Got you. And I wanted to ask a little bit about the topic from last call, the managed services and of opportunity. I know you have laid out kind of 20% bogey over the next few years and maybe try to ascribe to. Do you need to do M&A to get to that level? And any kind of important developments on that process that maybe happened in the quarter?

Dave Kelly

Analyst

No. I mean, we're continuing to have wins, mostly within existing clients where we have pretty strong relationships and the opportunity to go upstream a little bit more as presented to ourselves. But, yes, I think when Dave had put that out, just so that we're clear, because you said a couple of years, we had pretty, David pretty much mentioned, that was really what our five-year objective was, so I don't want to get ahead of ourselves on that front. When we look at that as a five-year objective, now when we run our models, we believe we can accomplish that organically. But we will look for strategic, selective opportunities that will fit within Kforce, fit within the right service offerings and bring a greater breadth and maybe accelerate some of the things that we're doing.
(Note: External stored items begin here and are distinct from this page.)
PR #656, opened 2018-05-02
add zendesk widget

### LINKED ISSUE #549: Add ZenDesk "Help" widget
Same as MicroMasters, in theory. 

If we can, we should pre-populate the user's name and email address. We can leave the "MicroMasters Program" drop down empty.

aliceriot:

closes #549 

#### What's this PR do?

This adds the Zendesk support widget to open discussions. I copied the implementation we have in MM over, and removed the parts which it didn't seem to me like we would need over here. I also added a little thing to hide the MM program selector, and also added the user's email address to the SETTINGS object in order to fully pre-fill the widget form.

Make sure that the widget shows up. It should look roughly the same as in MM. Your user's name and email should be pre-filled in the form, and the form shouldn't have a (visible) drop-down for selecting the program. Also, there shouldn't be any zendesk-related console errors.

### DIFF
--- a/static/js/entry/zendesk.js
+++ b/static/js/entry/zendesk.js
@@ -1,0 +1,184 @@
+/* global SETTINGS:false zE:false _:false */
+__webpack_public_path__ = `${SETTINGS.public_path}` // eslint-disable-line no-undef, camelcase
+import _ from "lodash"
+
+// Start of odl Zendesk Widget script
+/* eslint-disable no-sequences, prefer-const */
+/*<![CDATA[*/
+window.zEmbed ||
+  (function(e, t) {
+    let n,
+      o,
+      d,
+      i,
+      s,
+      a = [],
+      r = document.createElement("iframe")
+    ;(window.zEmbed = function() {
+      a.push(arguments)
+    }), (window.zE = window.zE || window.zEmbed), (r.src =
+      "javascript:false"), (r.title = ""), (r.role =
+      "presentation"), ((r.frameElement || r).style.cssText =
+      "display: none"), (d = document.getElementsByTagName("script")), (d =
+      d[d.length - 1]), d.parentNode.insertBefore(r, d), (i =
+      r.contentWindow), (s = i.document)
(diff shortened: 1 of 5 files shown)


static/js/entry/zendesk.js
```diff
@@ -0,0 +1,172 @@
...
+  const intervalID = setInterval(() => {
+    tries += 1
+    const iframe = document.querySelector(`iframe.zEWidget-${name}`)
+    try {
+      iframeDocument = iframe.contentDocument
+    } catch (err) {
+      // cross-domain exception: can't continue
+    }
+    if (!iframeDocument) {
+      console.error(`Can't access content of Zendesk iframe: ${name}`) // eslint-disable-line no-console
```
rhysyngsun: Did we want to remove this because we concluded it wasn't useful?

aliceriot: The problem before was that we were using this function (`zendeskPollForLoaded`) to check for the existence of a few iframes which the Zendesk embed doesn't make any longer (they were called `ticketSubmissionForm`, `nps`, and `imp`). I changed it so we're just checking for the ones it actually creates.

rhysyngsun: Also that this block is causing `webWidgetLoaded` to sometimes not be called.

static/js/entry/zendesk.js
```diff
@@ -0,0 +1,172 @@
...
+    const iframe = document.querySelector("iframe.zEWidget-webWidget")
+
+    // this is Zendesk's ID for the program selector field
+    // which we want to hide in Discussions
+    const programFieldName = "24690866"
+    const programEl = iframe.contentDocument.querySelector(
+      `input[name="${programFieldName}"]`
+    )
+
+    if (programEl) {
```
rhysyngsun: Hitting the case where this is `null` and we don't hide the field.

aliceriot:
@rhysyngsun ok I think that issue should be address now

So it is a very narrow or I should say a small pond that we're fishing in because a lot of the pieces have to fall in place to make it make sense. We're not going to just do an acquisition for acquisition's sake. It's going to have to really dovetail and fit into where we're going strategically.

John Healy

Analyst

Great. Thank you, guys.

Operator

Operator

At this time, there are no further questions. I'll turn it over for closing remarks.

Michael Blackman

Analyst

Well, thank you for your interest and support of Kforce. And while we always have much more to do, I would like to say thank you to each and every member of our field and corporate teams and to our consultants and our clients for allowing us the privilege of serving it. Thank you very much.

Operator

Operator

This concludes today’s conference. You may now disconnect.